* Given data *
▬▬▬▬▬▬
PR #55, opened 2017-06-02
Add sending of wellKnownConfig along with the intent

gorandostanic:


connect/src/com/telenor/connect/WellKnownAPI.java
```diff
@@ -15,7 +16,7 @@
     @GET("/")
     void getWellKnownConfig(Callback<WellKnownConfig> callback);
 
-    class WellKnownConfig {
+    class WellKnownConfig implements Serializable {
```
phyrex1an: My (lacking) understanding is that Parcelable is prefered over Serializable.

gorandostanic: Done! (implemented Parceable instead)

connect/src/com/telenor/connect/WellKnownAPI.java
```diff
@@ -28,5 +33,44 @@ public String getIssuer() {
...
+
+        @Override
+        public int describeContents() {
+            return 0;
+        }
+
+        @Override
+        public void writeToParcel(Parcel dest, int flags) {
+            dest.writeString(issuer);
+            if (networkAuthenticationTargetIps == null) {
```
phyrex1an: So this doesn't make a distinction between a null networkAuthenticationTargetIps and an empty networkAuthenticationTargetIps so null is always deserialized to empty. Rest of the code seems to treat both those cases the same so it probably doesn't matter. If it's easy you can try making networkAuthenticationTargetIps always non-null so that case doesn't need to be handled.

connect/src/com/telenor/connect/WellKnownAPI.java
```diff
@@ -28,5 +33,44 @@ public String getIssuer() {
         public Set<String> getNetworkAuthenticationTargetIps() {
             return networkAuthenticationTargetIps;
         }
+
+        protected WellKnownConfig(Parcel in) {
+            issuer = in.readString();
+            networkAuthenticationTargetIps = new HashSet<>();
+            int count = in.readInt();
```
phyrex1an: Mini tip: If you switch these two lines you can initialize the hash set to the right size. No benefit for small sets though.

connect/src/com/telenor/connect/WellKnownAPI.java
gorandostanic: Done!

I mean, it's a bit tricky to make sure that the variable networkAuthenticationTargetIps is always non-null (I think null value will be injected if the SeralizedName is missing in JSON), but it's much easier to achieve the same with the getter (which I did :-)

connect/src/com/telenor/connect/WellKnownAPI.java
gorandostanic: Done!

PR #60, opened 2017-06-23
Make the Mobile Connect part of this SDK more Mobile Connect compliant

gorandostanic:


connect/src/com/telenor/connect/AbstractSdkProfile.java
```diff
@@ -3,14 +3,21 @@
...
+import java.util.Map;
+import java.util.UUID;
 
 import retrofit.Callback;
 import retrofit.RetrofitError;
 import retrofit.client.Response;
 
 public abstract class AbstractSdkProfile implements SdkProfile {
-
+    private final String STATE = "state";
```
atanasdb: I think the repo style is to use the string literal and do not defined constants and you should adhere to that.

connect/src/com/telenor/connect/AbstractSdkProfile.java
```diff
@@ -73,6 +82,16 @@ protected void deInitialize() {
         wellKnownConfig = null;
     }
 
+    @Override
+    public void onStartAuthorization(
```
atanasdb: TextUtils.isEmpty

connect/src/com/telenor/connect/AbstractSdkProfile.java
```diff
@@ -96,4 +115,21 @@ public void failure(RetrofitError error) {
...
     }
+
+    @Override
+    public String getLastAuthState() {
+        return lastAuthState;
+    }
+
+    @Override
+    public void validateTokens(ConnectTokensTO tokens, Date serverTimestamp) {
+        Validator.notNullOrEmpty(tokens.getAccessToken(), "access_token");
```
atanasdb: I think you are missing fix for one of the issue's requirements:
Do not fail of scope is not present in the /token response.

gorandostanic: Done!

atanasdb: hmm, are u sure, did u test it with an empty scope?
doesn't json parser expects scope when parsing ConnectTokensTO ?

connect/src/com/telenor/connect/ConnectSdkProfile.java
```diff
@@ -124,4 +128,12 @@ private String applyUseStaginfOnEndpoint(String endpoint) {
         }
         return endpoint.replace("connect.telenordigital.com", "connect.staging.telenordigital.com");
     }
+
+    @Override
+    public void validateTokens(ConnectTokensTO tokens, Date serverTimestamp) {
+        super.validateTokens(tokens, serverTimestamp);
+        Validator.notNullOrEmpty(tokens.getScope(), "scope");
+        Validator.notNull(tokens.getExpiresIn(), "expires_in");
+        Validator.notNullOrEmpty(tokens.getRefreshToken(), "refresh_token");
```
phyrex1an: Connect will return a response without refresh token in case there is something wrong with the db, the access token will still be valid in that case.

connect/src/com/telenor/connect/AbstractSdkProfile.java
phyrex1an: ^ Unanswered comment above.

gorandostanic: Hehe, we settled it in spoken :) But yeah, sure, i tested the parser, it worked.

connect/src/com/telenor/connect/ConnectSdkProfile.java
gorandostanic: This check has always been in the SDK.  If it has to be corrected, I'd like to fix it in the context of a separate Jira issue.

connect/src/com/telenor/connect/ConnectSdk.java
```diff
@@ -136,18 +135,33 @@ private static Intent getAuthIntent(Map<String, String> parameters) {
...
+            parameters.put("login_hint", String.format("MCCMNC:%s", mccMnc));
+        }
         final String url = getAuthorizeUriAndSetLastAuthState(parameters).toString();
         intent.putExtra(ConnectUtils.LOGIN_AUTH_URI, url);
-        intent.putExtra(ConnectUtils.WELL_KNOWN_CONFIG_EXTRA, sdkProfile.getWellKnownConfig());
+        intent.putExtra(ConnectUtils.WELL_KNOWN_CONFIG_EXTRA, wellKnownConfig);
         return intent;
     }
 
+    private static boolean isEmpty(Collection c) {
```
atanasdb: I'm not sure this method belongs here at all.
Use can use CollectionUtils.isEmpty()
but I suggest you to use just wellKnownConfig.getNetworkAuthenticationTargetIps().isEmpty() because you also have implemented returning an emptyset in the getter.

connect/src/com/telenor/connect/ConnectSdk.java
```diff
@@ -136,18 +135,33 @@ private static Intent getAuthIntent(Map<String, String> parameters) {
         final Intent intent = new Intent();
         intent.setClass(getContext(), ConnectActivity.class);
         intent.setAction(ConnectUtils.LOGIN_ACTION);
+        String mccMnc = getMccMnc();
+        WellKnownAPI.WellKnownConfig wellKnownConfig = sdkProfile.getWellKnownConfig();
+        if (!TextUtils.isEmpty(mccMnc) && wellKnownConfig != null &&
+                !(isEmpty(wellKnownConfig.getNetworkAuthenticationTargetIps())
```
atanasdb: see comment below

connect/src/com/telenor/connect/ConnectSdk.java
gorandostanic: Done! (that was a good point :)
▬▬▬▬▬▬
* Work to complete *
Please output the entries above, every line exactly as it reads.

* Solution to this problem *
PR #55, opened 2017-06-02
Add sending of wellKnownConfig along with the intent

gorandostanic:


connect/src/com/telenor/connect/WellKnownAPI.java
```diff
@@ -15,7 +16,7 @@
     @GET("/")
     void getWellKnownConfig(Callback<WellKnownConfig> callback);
 
-    class WellKnownConfig {
+    class WellKnownConfig implements Serializable {
```
phyrex1an: My (lacking) understanding is that Parcelable is prefered over Serializable.

gorandostanic: Done! (implemented Parceable instead)

connect/src/com/telenor/connect/WellKnownAPI.java
```diff
@@ -28,5 +33,44 @@ public String getIssuer() {
...
+
+        @Override
+        public int describeContents() {
+            return 0;
+        }
+
+        @Override
+        public void writeToParcel(Parcel dest, int flags) {
+            dest.writeString(issuer);
+            if (networkAuthenticationTargetIps == null) {
```
phyrex1an: So this doesn't make a distinction between a null networkAuthenticationTargetIps and an empty networkAuthenticationTargetIps so null is always deserialized to empty. Rest of the code seems to treat both those cases the same so it probably doesn't matter. If it's easy you can try making networkAuthenticationTargetIps always non-null so that case doesn't need to be handled.

connect/src/com/telenor/connect/WellKnownAPI.java
```diff
@@ -28,5 +33,44 @@ public String getIssuer() {
         public Set<String> getNetworkAuthenticationTargetIps() {
             return networkAuthenticationTargetIps;
         }
+
+        protected WellKnownConfig(Parcel in) {
+            issuer = in.readString();
+            networkAuthenticationTargetIps = new HashSet<>();
+            int count = in.readInt();
```
phyrex1an: Mini tip: If you switch these two lines you can initialize the hash set to the right size. No benefit for small sets though.

connect/src/com/telenor/connect/WellKnownAPI.java
gorandostanic: Done!

I mean, it's a bit tricky to make sure that the variable networkAuthenticationTargetIps is always non-null (I think null value will be injected if the SeralizedName is missing in JSON), but it's much easier to achieve the same with the getter (which I did :-)

connect/src/com/telenor/connect/WellKnownAPI.java
gorandostanic: Done!

PR #60, opened 2017-06-23
Make the Mobile Connect part of this SDK more Mobile Connect compliant

gorandostanic:


connect/src/com/telenor/connect/AbstractSdkProfile.java
```diff
@@ -3,14 +3,21 @@
...
+import java.util.Map;
+import java.util.UUID;
 
 import retrofit.Callback;
 import retrofit.RetrofitError;
 import retrofit.client.Response;
 
 public abstract class AbstractSdkProfile implements SdkProfile {
-
+    private final String STATE = "state";
```
atanasdb: I think the repo style is to use the string literal and do not defined constants and you should adhere to that.

connect/src/com/telenor/connect/AbstractSdkProfile.java
```diff
@@ -73,6 +82,16 @@ protected void deInitialize() {
         wellKnownConfig = null;
     }
 
+    @Override
+    public void onStartAuthorization(
```
atanasdb: TextUtils.isEmpty

connect/src/com/telenor/connect/AbstractSdkProfile.java
```diff
@@ -96,4 +115,21 @@ public void failure(RetrofitError error) {
...
     }
+
+    @Override
+    public String getLastAuthState() {
+        return lastAuthState;
+    }
+
+    @Override
+    public void validateTokens(ConnectTokensTO tokens, Date serverTimestamp) {
+        Validator.notNullOrEmpty(tokens.getAccessToken(), "access_token");
```
atanasdb: I think you are missing fix for one of the issue's requirements:
Do not fail of scope is not present in the /token response.

gorandostanic: Done!

atanasdb: hmm, are u sure, did u test it with an empty scope?
doesn't json parser expects scope when parsing ConnectTokensTO ?

connect/src/com/telenor/connect/ConnectSdkProfile.java
```diff
@@ -124,4 +128,12 @@ private String applyUseStaginfOnEndpoint(String endpoint) {
         }
         return endpoint.replace("connect.telenordigital.com", "connect.staging.telenordigital.com");
     }
+
+    @Override
+    public void validateTokens(ConnectTokensTO tokens, Date serverTimestamp) {
+        super.validateTokens(tokens, serverTimestamp);
+        Validator.notNullOrEmpty(tokens.getScope(), "scope");
+        Validator.notNull(tokens.getExpiresIn(), "expires_in");
+        Validator.notNullOrEmpty(tokens.getRefreshToken(), "refresh_token");
```
phyrex1an: Connect will return a response without refresh token in case there is something wrong with the db, the access token will still be valid in that case.

connect/src/com/telenor/connect/AbstractSdkProfile.java
phyrex1an: ^ Unanswered comment above.

gorandostanic: Hehe, we settled it in spoken :) But yeah, sure, i tested the parser, it worked.

connect/src/com/telenor/connect/ConnectSdkProfile.java
gorandostanic: This check has always been in the SDK.  If it has to be corrected, I'd like to fix it in the context of a separate Jira issue.

connect/src/com/telenor/connect/ConnectSdk.java
```diff
@@ -136,18 +135,33 @@ private static Intent getAuthIntent(Map<String, String> parameters) {
...
+            parameters.put("login_hint", String.format("MCCMNC:%s", mccMnc));
+        }
         final String url = getAuthorizeUriAndSetLastAuthState(parameters).toString();
         intent.putExtra(ConnectUtils.LOGIN_AUTH_URI, url);
-        intent.putExtra(ConnectUtils.WELL_KNOWN_CONFIG_EXTRA, sdkProfile.getWellKnownConfig());
+        intent.putExtra(ConnectUtils.WELL_KNOWN_CONFIG_EXTRA, wellKnownConfig);
         return intent;
     }
 
+    private static boolean isEmpty(Collection c) {
```
atanasdb: I'm not sure this method belongs here at all.
Use can use CollectionUtils.isEmpty()
but I suggest you to use just wellKnownConfig.getNetworkAuthenticationTargetIps().isEmpty() because you also have implemented returning an emptyset in the getter.

connect/src/com/telenor/connect/ConnectSdk.java
```diff
@@ -136,18 +135,33 @@ private static Intent getAuthIntent(Map<String, String> parameters) {
         final Intent intent = new Intent();
         intent.setClass(getContext(), ConnectActivity.class);
         intent.setAction(ConnectUtils.LOGIN_ACTION);
+        String mccMnc = getMccMnc();
+        WellKnownAPI.WellKnownConfig wellKnownConfig = sdkProfile.getWellKnownConfig();
+        if (!TextUtils.isEmpty(mccMnc) && wellKnownConfig != null &&
+                !(isEmpty(wellKnownConfig.getNetworkAuthenticationTargetIps())
```
atanasdb: see comment below

connect/src/com/telenor/connect/ConnectSdk.java
gorandostanic: Done! (that was a good point :)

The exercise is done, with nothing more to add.